Home buying is both an overwhelming and a satisfying decision. It is enabled by home loans in most cases, unlike earlier days where people used to save money for years before they bought a home. Your home loan eligibility can go up substantially if it is a joint home loan, which might help you in buying a bigger or better house. We tell you all you need to know about joint home loans.
Home loan eligibility is not the only benefit of taking home loan with your family member. There are a number of other benefits and some limitations as well on borrowing money together. Since there is not much material available on this subject, we have put together a fact sheet on taking a joint home loan.
Following are the 6 most important facts of joint home loans:
Co-Applicants: What is the definition of Co-applicant? This is the most common question one asks. A co-applicant is the person who jointly takes a loan along with you. It is important to understand the difference between a co-applicant and a co-owner. A co-owner includes all the owners of the property. Banks insist that all co-owners be necessarily co-applicants. Hence, all co-applicants may not be co-owners but all co-owners have to necessarily be co-applicants. A co-applicant can be your spouse, parent, sibling or child.
Paperwork: In case of a joint home loan, both the applicants have to submit all documents required for processing the loan such as, copy of Permanent Account Number (PAN), address proof, income proof, bank statements and documents relating to the property.
Loan eligibility: Increase in the loan eligibility is one of the biggest benefits of a joint home loan. The lenders will consider the income of all the applicants thereby, increasing the loan eligibility value.
Repayment liability: When you are a co-applicant, the lender also makes you liable to repay the loan amount. So, the responsibility of repaying the loan is also on the shoulder of the co-applicant. If one of the borrowers fail to pay, the responsibility of footing the equated monthly installment (EMI) automatically shifts to the other borrower.
Tax benefits: When you are equally responsible for repaying the loan, it is but logical that you get to enjoy the tax benefits as well.

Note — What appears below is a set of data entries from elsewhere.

PR #4210, opened 2025-08-18
chore: refactor `SDKClient` and `HAPIService`

### LINKED ISSUE #2804: Refactor SdkClient
### Problem

Currently, we are passing client and service classes around within methods and this is creating unnecessary coupling between the SdkClient and other classes, which we should address.

### Solution

To avoid this and simplify the dependency structure, we can take the following steps:

- ~~Follow the dependency tree: EthImpl -> HapiService -> AccountService, TransactionService, ContractService, FeeService -> SdkClient, MirrorNodeClient. We can consider opening separate issues to extract logic for accounts, contracts, and fees into distinct services~~.

- Keep the logic for initializing SdkClient into HapiService. This way, HapiService will manage the SdkClient and be the main point of interaction.

- ~~Remove the direct dependency on TransactionService from EthImpl. Instead, initialize TransactionService inside HapiService, and have HapiService pass the initialized SdkClient to it~~.

- Add methods such as createFile, deleteFile, appendFile, etc., directly in HapiService. This should be our main entry point for operations (e.g., instead of calling hapiService.getSdkClient().createFile(), we should directly call hapiService.createFile()).

- ~~The wrapper logic for executeQuery and executeTransaction should also reside within HapiService. HapiService can then use these wrappers and delegate the actual execution to the SdkClient as needed.~~

- ~~With HapiService calling TransactionService to fetch and extract transaction details, it remains agnostic to whether SdkClient or MirrorNodeClient is being used.~~

This approach untangles the dependencies between classes, resulting in a clear and linear dependency tree.

### Alternatives

_No response_

acuarica:
### Description

This PR ensures that `HAPIService` properly encapsulates the `SDKClient`. In this particular case, proper encapsulation is important because `HAPIService` recreates the `SDKClient` to avoid having a long-lived `SDKClient` https://github.com/hiero-ledger/hiero-json-rpc-relay/issues/1197. That's why the `SDKClient` reference cannot escape from `HAPIService`.

Also with this change, our `SDKClient` fully contains the `Client` provided by the SDK. This in turn makes `HAPIService` simpler by only being responsible for creating `SDKClient`.

In addition, some public methods, usually getters, were unused in application code (only in tests). These methods were effectively removed. They were replaced by their `private` property directly.

### Related issue(s)

Fixes #2804.

N/A

N/A

### Checklist

### DIFF
--- a/packages/relay/src/lib/services/hapiService/hapiService.ts
+++ b/packages/relay/src/lib/services/hapiService/hapiService.ts
@@ -230,6 +230,11 @@ export default class HAPIService {
     return this.client;
   }
 
+  /**
+   * Wrapper around the SDK client's `submitEthereumTransaction` method.
+   *
+   * See {@link SDKClient.submitEthereumTransaction} for more details.
+   */
   public async submitEthereumTransaction(
     transactionBuffer: Uint8Array,
     callerName: string,
@@ -248,6 +253,11 @@ export default class HAPIService {
     );
   }
 
+  /**
+   * Wrapper around the SDK client's `deleteFile` method.
+   *
+   * See {@link SDKClient.deleteFile} for more details.
+   */
   public async deleteFile(
     fileId: FileId,
     requestDetails: RequestDetails,
@@ -257,6 +267,11 @@ export default class HAPIService {
     return this.getSDKClient().deleteFile(fileId, requestDetails, callerName, originalCallerAddress);
   }
 
+  /**
+   * Wrapper around the SDK client's `getTransactionRecordMetrics` method.
+   *
+   * See {@link SDKClient.getTransactionRecordMetrics} for more details.
+   */
   public async getTransactionRecordMetrics(
     transactionId: string,
     txConstructorName: string,
--- a/packages/relay/src/lib/services/metricService/metricService.ts
+++ b/packages/relay/src/lib/services/metricService/metricService.ts
@@ -54,6 +54,7 @@ export default class MetricService {
    * @param logger - Logger instance for logging system messages.
    * @param metricsCollector - `SDKClient` or `HAPIService` for fetching transaction record metrics from the Consensus Node.
    * @param register - Registry instance for registering metrics.
+   * @param hbarLimitService - An instance of the HbarLimitService that tracks hbar expenses and limits.
    */
   constructor(
     logger: Logger,


packages/relay/src/lib/services/ethService/transactionService/TransactionService.ts
```diff
@@ -278,39 +278,6 @@ export class TransactionService implements ITransactionService {
...
-      this.logger.trace('sendTransaction()');
-    }
-    return predefined.UNSUPPORTED_METHOD;
-  }
-
-  /**
-   * Sign transaction - not supported
-   * @returns A JsonRpcError indicating that the method is not supported
-   */
-  public signTransaction(): JsonRpcError {
```
konstantinabl, line 296: I wonder why do we need to delete this, in case in the future we implement those, we would need to create them again? Having them in the transaction service, does it affect performance or anything else?

packages/relay/src/lib/services/hapiService/hapiService.ts
```diff
@@ -321,34 +230,38 @@ export default class HAPIService {
...
-    return this.isReinitEnabled;
-  }
-
-  /**
-   * Return transaction count with current sdk instance.
-   * @returns transactionCount
-   */
-  public getTransactionCount() {
-    return this.transactionCount;
+  public async submitEthereumTransaction(
```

Under Section 80C of the Income Tax Act (IT-Act), a home loan borrower is eligible for tax benefit of the principal re-payment of up to Rs 1 lakh and Rs 1.5 lakh of interest re-payment under Section 24 of the same act. In case of a joint home loan, both applicants are eligible to enjoy these benefits proportionate to the extent of contribution towards re-payment.
Cibil score: This is the most important part where you are considering higher loan eligibility as the main reason of availing a joint home loan. If all the applicants in a joint home loan have a good Cibil score, then it is a cake walk to get the loan approval. If one of the applicants has a bad Cibil score then the lenders do not consider his/her income to increase eligibility, but the lenders do make exceptions in certain cases. Considering the income of a person who has a bad Cibil score is completely at the discretion of the lender.
So, it is important to understand that joint home loans do come with a great deal of benefits along with proportionate liabilities. So if you want to enhance your loan eligibility, approach your blood relatives but make sure you have a clear strategy to repay the higher loan amount on time.